Lots of options are possible, yes it could also be a full blown planet, but idk I am feeling more argus vibes with this.
It could be. But you could also have an expansion that slowly builds up to K'aresh. Lets us get to really know the Ethereals and their struggle. And then once we go through that portal or whatever, we can have a zone that truly embodies everything we have come to expect from a planet destroyed by a Void Lord.
The world revamp dream will never die!
I started writing a post but thankfully refreshed, this is more or less my thoughts. I think people are too caught up on the setting alone and not that Shadowlands failed to feel connected to the existing lore. Like "For the Shadowlands!" is a funny line from a character that does nothing, but it also reminds you how comically disconnected the whole thing was.
I just think the Narrative Team is kind of tanking the franchise right now dragging everyone kicking and screaming because they have the power and the suits who control them have just not cared to pop into the Narrative Team offices in a while.
Look, I'd love to take everything Steve Danuser is doing seriously but I feel like with the way things are going he is not going to be relevant much longer and the fact of the matter is that there is no pleasantries to discuss this type of lore as seen with the status quo of this thread.
I just find it kind of baffling that we've gotten to the point where fanon is now represented as canon to a degree where it is causing dismal schisms that are extremely unfun to be a part of.
I am honestly baffled at this point, lmao. At least, as long as I am RIGHT and I can be smug about it without having to get into these long winded 50 page arguments with insane people. Straitjacket Mental asylum style stuck within your own thoughts is the winning formula for Warcraft lore fans at this point. What's the point of discussing when it turns into this mess.![]()
Last edited by Foreign Exchange Ztudent; 2023-10-04 at 03:31 PM.
I no longer reply to quotations beyond if you're asking a genuine question or have a non-confrontational stance.

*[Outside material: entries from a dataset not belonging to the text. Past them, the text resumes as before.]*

PR #170, opened 2025-05-07
chore: update setup_testing_env.sh to display info in case of error

fvranicTT:
### Ticket
None

### Problem description
Currently, we are experiencing [random failures](https://github.com/tenstorrent/tt-llk/actions/runs/14880439156/job/41787137193?pr=169) caused by network issues when downloading the SFPI compiler. However, the error is misleading as it only appears during the pytest execution step. Instead, the failure should occur earlier, during the step where the SFPI compiler is being downloaded.

### What's changed
With this change, GH pipeline should stop if it fails to fetch the compiler or to unpack it. Pytests shouldn't even run.

### Type of change

- [ ] Documentation update

### DIFF
--- a/tests/setup_testing_env.sh
+++ b/tests/setup_testing_env.sh
@@ -1,7 +1,10 @@
 #!/usr/bin/env bash
-# SPDX-FileCopyrightText: (c) 2025 Tenstorrent AI ULC
+# SPDX-License-Identifier: (c) 2025 Tenstorrent AI ULC
 #
 # SPDX-License-Identifier: Apache-2.0
+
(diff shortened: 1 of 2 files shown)


tests/setup_testing_env.sh
```diff
@@ -3,14 +3,25 @@
 #
 # SPDX-License-Identifier: Apache-2.0
 
+set -e  # Exit immediately if a command exits with a non-zero status
+set -o pipefail  # Fail if any command in a pipeline fails
+
```
skotaracTT, line 8: This is great!👏

skotaracTT (approved):

PR #180, opened 2025-05-08
feat: stop using globbing when importing utility methods

fvranicTT:
### Problem description
We've come across issues due to using globbing operator for utility imports. This was a relic of the original implementation that had to be tackled at one point in time.

### What's changed

1.  **Removed imports using globbing**
Globbing (from module import *) is bad because it hides dependencies, pollutes the namespace, and increases the risk of circular imports. 

2.  **Skip Decorators:**
Introduced `@skip_for_wormhole` and `@skip_for_blackhole` decorators.
These decorators dynamically check the CHIP_ARCH environment variable to skip tests incompatible with specific architectures. If you want to skip a certain test for a specific architecture, just decorate it with e.g. `@skip_for_wormhole`

3. **Introduced ChipArchitecture enum**
Introduced `ChipArchitecture` enum so we could stop using string comparison since it's error prone.

### Type of change

- [ ] Documentation update

### Checklist

### DIFF
--- a/.pre-commit-config.yaml
+++ b/.pre-commit-config.yaml
@@ -14,6 +14,11 @@ repos:
   hooks:
     -  id: autoflake
        args: [--remove-all-unused-imports, --in-place, --recursive, --exclude=__init__.py]
+- repo: https://github.com/PyCQA/pylint
+  rev: v3.0.0  # Use the latest version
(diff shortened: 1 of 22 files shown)


skotaracTT (approved):
Looks good

PR #181, opened 2025-05-09
Reorder semaphore writes and mailbox writes in  _llk_unpack_get_tile_

jbaumanTT:
### Ticket
[](https://github.com/tenstorrent/tt-metal/issues/19201)

### Problem description
We're seeing hangs in  `_llk_unpack_release_tile_` on blackhole in sdpa. They seem to be caused when a   `semaphore_get(semaphore::UNPACK_OPERAND_SYNC)` is called on TRISC1 and the semaphore is already 0, so the get is ignored. Later on, the semaphore is stuck at 1.

The mailbox_write in `_llk_unpack_get_tile_` signals TRISC1 to continue (in `_llk_math_get_tile_`), and very soon afterwards it executes semaphore_get in  `_llk_math_release_tile_` . If semaphore_post in `_llk_unpack_get_tile_` executes after the semaphore_get (due to an unlucky cache miss or similar) we'll reach that invalid state.

### What's changed
Move the semaphore_post before the `mailbox_write` in `_llk_unpack_get_tile_`, which ensures everything happens in order.

### Type of change

- [ ] Documentation update

### Checklist

### DIFF
--- a/tt_llk_blackhole/llk_lib/llk_unpack_common.h
+++ b/tt_llk_blackhole/llk_lib/llk_unpack_common.h
@@ -40,14 +40,14 @@ inline void _llk_unpack_get_tile_(std::uint32_t address, std::uint32_t *p_tile)
 
     if constexpr (mail2math)
     {
-        mailbox_write(ThreadId::MathThreadId, byte_address);
         semaphore_post(semaphore::UNPACK_OPERAND_SYNC);
+        mailbox_write(ThreadId::MathThreadId, byte_address);
     }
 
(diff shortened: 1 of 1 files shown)


jbaumanTT:
I don't know if we want to copy these changes over to wormhole, since we haven't seen evidence of problems there.

fvranicTT:
It seems like @amahmudTT did just that in #185

jbaumanTT:
> It seems like @amahmudTT did just that in #185

Yeah, we can just go with his patch if that makes sense.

Part of me thinks before 11.0 happens, Iridikron might succeed in his plan to kill the Titans. And that's what the expansion will be based on: A world without the titan's influence. And Avaloren is a place where they ditched the Titans & their ideas early on. Creating anti-titan-dwarves seems like their plan to ease us into the premise. That's pretty "radical" & "unfamiliar" when it comes to the motifs of Warcraft.